What is needed
Beneath this instruction is a block of data; output from it exactly the lines that run from the one containing "## Jira ticket(s)" through the one containing "- make input", inclusive.

Data
PR #2540, opened 2024-04-12
feat: add network statistics to Dashboard

therealemjy:
## Jira ticket(s)

VEN-2520

## Changes

- create `PoolStats` container component
- remove "Connect Wallet" banner from Dashboard page
- add network statistics to Dashboard page
- make input of `userGetTokenBalances` hook optional


gleiser-oliveira (commented):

Answer space
## Jira ticket(s)

VEN-2520

## Changes

- create `PoolStats` container component
- remove "Connect Wallet" banner from Dashboard page
- add network statistics to Dashboard page
- make input of `userGetTokenBalances` hook optional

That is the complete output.